Rancangan aturan ini, yang termuat dalam draf Keputusan Menteri PKP Nomor/KPTS/M/2025, masih dalam tahap pembahasan dan belum memiliki nomor keputusan resmi. Aturan ini nantinya akan mengatur batasan luas lahan, luas lantai, harga jual rumah, fasilitas likuiditas pembiayaan perumahan, dan besaran subsidi bantuan uang muka.
Saat ini, ketentuan mengenai luas bangunan dan tanah rumah subsidi diatur dalam Keputusan Menteri Pekerjaan Umum dan Perumahan Rakyat Nomor 995/KPTS/M/2021. Kepmen ini menetapkan luas tanah minimal 60 meter persegi dan maksimal 200 meter persegi, serta luas bangunan minimal 21 meter persegi dan maksimal 36 meter persegi.

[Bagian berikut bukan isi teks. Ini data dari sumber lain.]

PR #1626, opened 2023-07-28
Support N>2 groups of HTCondor execute points

tpdownes:
The solution currently only supports 2 groups of execute points because the naming convention supports a fixed name with "spot" optionally added. This commit modifies the approach to require user specification of a group name that is unique to each group of execute points; future work may avoid need for user to explicitly supply this value.

### Submission Checklist

### DIFF
--- a/community/modules/compute/htcondor-execute-point/variables.tf
+++ b/community/modules/compute/htcondor-execute-point/variables.tf
@@ -185,3 +185,13 @@ variable "guest_accelerator" {
     error_message = "The HTCondor module supports 0 or 1 models of accelerator card on each execute point"
   }
 }
+
+variable "name_prefix" {
+  description = "Name prefix given to hostnames in this group of execute points; must be unique across all instances of this module"
+  type        = string
+  nullable    = false
+  validation {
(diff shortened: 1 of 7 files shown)


community/modules/compute/htcondor-execute-point/variables.tf
```diff
@@ -185,3 +185,13 @@ variable "guest_accelerator" {
     error_message = "The HTCondor module supports 0 or 1 models of accelerator card on each execute point"
   }
 }
+
+variable "name_prefix" {
+  description = "Name prefix given to hostnames in this group of execute points; must be unique across all instances of this module"
```
rohitramu, line 190: Just a question, not requesting any action in this PR: is there a way to validate that the variable value is unique across all instances of this module?

rohitramu (approved):

community/modules/compute/htcondor-execute-point/variables.tf
tpdownes: Not in a good way, and also not without adding some functionality to the type of modules that we can write.

PR #1643, opened 2023-08-01
Fix: startup script could only be executed from filesystem root

nick-stroud:
`destpath` will always be a self contained path and does not need a preceding `/`. The `./` after the `&&` seems to have had no purpose and only worked since startup script is executed at the root directory. 

Manually tested:
- `destination: my_script.sh`
- `destination: home/my_script.sh`
- `destination: ./local/my_script.sh`

`vm-instance` runs startup script through a submodule. This was accounted for by swapping the source using an absolute path during testing for the [startup-script metamodule](https://github.com/GoogleCloudPlatform/hpc-toolkit/blob/61130586c901dd9467aefea0aad07629ff5e0531/modules/compute/vm-instance/startup_from_network_storage.tf#L58).

### Submission Checklist


jesuslopez2313 (changes requested):
modules/scripts/startup-script/templates/startup-script-custom.tpl

PR #1644, opened 2023-08-01
Star ccm update to include Slurm

jrossthomson:
Added a StarCCM on Slurm blueprint


jrossthomson:
@cboneti 

Nick is out of town. Who can I get to review this?

community/examples/tutorial-starccm-slurm.yaml
```diff
@@ -0,0 +1,124 @@
+# Copyright 2022 Google LLC
```
shakeebshams, line 1:
```suggestion
# Copyright 2023 Google LLC
```

community/examples/tutorial-starccm-slurm.yaml
```diff
@@ -0,0 +1,124 @@
...
+    use: [network1]
+    settings:
+      local_mount: /home
+
+  - id: login-script
+    source: modules/scripts/startup-script
+    kind: terraform
+    settings:
+      runners:
+      - type: shell
```
cboneti, line 48: isn't this similar to setting "configure_ssh_host_patterns" to "*", wouldn't it be better set to "star*"? [configure_ssh_host_patterns](https://github.com/GoogleCloudPlatform/hpc-toolkit/tree/main/modules/scripts/startup-script#input_configure_ssh_host_patterns)

community/examples/tutorial-starccm-slurm.yaml
```diff
@@ -0,0 +1,124 @@
...
+        content: |
+          #!/bin/bash
+          google_mpi_tuning --hpcthroughput
+          google_mpi_tuning --nomitigation
+          yum -y install libExt libXext.x86_64 nmap
```
cboneti, line 68: Would you be able to add a comment describing why these libraries are needed?

cboneti (changes requested):
I am wondering if we should keep the old example (without slurm), thoughts? 
Also, PR validation is failing with a small error on the readme.md.

mr0re1:
PR-validation fails, you can find following in the step logs:
```
Step #2 - "pre-commit-run": examples/README.md:866:1: MD012: Multiple consecutive blank lines [Expected: 1, Actual: 2] (no-multiple-blanks)
```

community/examples/tutorial-starccm-slurm.yaml
jrossthomson: Is there a correct way to do this? I am getting prompted to accept keys when I run with `configure_ssh_host_patterns` set to [""]. 
```
 ssh starccmslu-debug-ghpc-1
The authenticity of host 'starccmslu-debug-ghpc-1 (10.0.0.5)' can't be established.
ECDSA key fingerprint is SHA256:ee/7Vve7r85pf6UyzXar41ToSkDviAZ50r5tef8XbBE.
ECDSA key fingerprint is MD5:04:0f:d7:19:67:7c:e6:e7:4c:f3:a1:57:2d:18:2b:e4.
Are you sure you want to continue connecting (yes/no)? 
```
@nick-stroud was the one who suggested the script as written based on a customer who was similarly stuck.

community/examples/tutorial-starccm-slurm.yaml
jrossthomson: It looks like the current version of the Slurm image works without the install. I will remove.

community/examples/tutorial-starccm-slurm.yaml
jrossthomson: That took multiple tries, but I get it now. Seems to work.

jrossthomson:
@cboneti I think I have all the corrections in place. Thanks!

community/examples/tutorial-starccm-slurm.yaml
cboneti: thanks, I should have been specific and said: configure_ssh_host_patterns: ["star*"], or something like that. Did you update the yaml?

cboneti:
Test fails with: 
failed to parse the blueprint in /tmp/tmp.dw7nFWZzGS/tutorial-starccm-slurm.yaml, check YAML syntax for errors, err=yaml: line 46: mapping values are not allowed in this context

community/examples/tutorial-starccm-slurm.yaml
jrossthomson: The key I was missing is that the script where your comment was is only used by the login node. I needed to create one to use with the compute nodes. A learning event for me!

PR #1646, opened 2023-08-02
Change description of instance image variable in CRD module to use ubuntu 2204 as default

harshthakkar01:


cboneti (approved):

Menanggapi potensi perubahan ini, Direktur Jenderal Perumahan Perkotaan Kementerian PKP, Sri Haryati, menjelaskan bahwa aturan tersebut masih dalam proses pengujian dan pengumpulan masukan. Ia menekankan bahwa implementasi aturan baru akan mempertimbangkan berbagai aspek dan penyesuaian regulasi terkait. Sri Haryati juga menyebutkan bahwa penurunan luas rumah subsidi bertujuan untuk memberikan lebih banyak pilihan kepada masyarakat, terutama bagi individu lajang. Dengan ukuran 18 meter persegi, kebutuhan ruang per individu yang dianggap layak (9 meter persegi) masih terpenuhi.
Selain itu, keterbatasan lahan di perkotaan menjadi faktor penting dalam pertimbangan ini. Dengan ukuran yang lebih kecil, diharapkan rumah subsidi dapat lebih terjangkau bagi masyarakat berpenghasilan rendah (MBR) yang ingin tinggal di dekat pusat kota.
Namun, usulan penurunan luas rumah subsidi ini menuai berbagai reaksi dari pengembang. Ketua Umum DPP Asosiasi Pengembang Perumahan dan Permukiman Seluruh Indonesia (APERSI), Junaidi Abdillah, berpendapat bahwa luas tanah 25 meter persegi tidak ideal, terutama bagi keluarga dengan anggota lebih dari empat orang. Ia khawatir MBR tidak akan mampu memperluas bangunan, dan potensi munculnya rumah kumuh akan meningkat.
Ketua Umum DPP Realestat Indonesia (REI), Joko Suranto, mengakui bahwa keterbatasan lahan menjadi alasan utama di balik usulan ini. Meski demikian, ia menekankan perlunya kajian mendalam agar aturan tersebut tetap memenuhi standar kelayakan dan kesehatan, sesuai dengan standar SNI atau WHO.
Secara keseluruhan, usulan penurunan luas minimal rumah subsidi ini masih dalam tahap pembahasan dan memerlukan pertimbangan matang dari berbagai aspek. Pemerintah perlu menyeimbangkan antara keterjangkauan, ketersediaan lahan, dan kelayakan hunian agar kebijakan ini dapat memberikan manfaat optimal bagi masyarakat berpenghasilan rendah.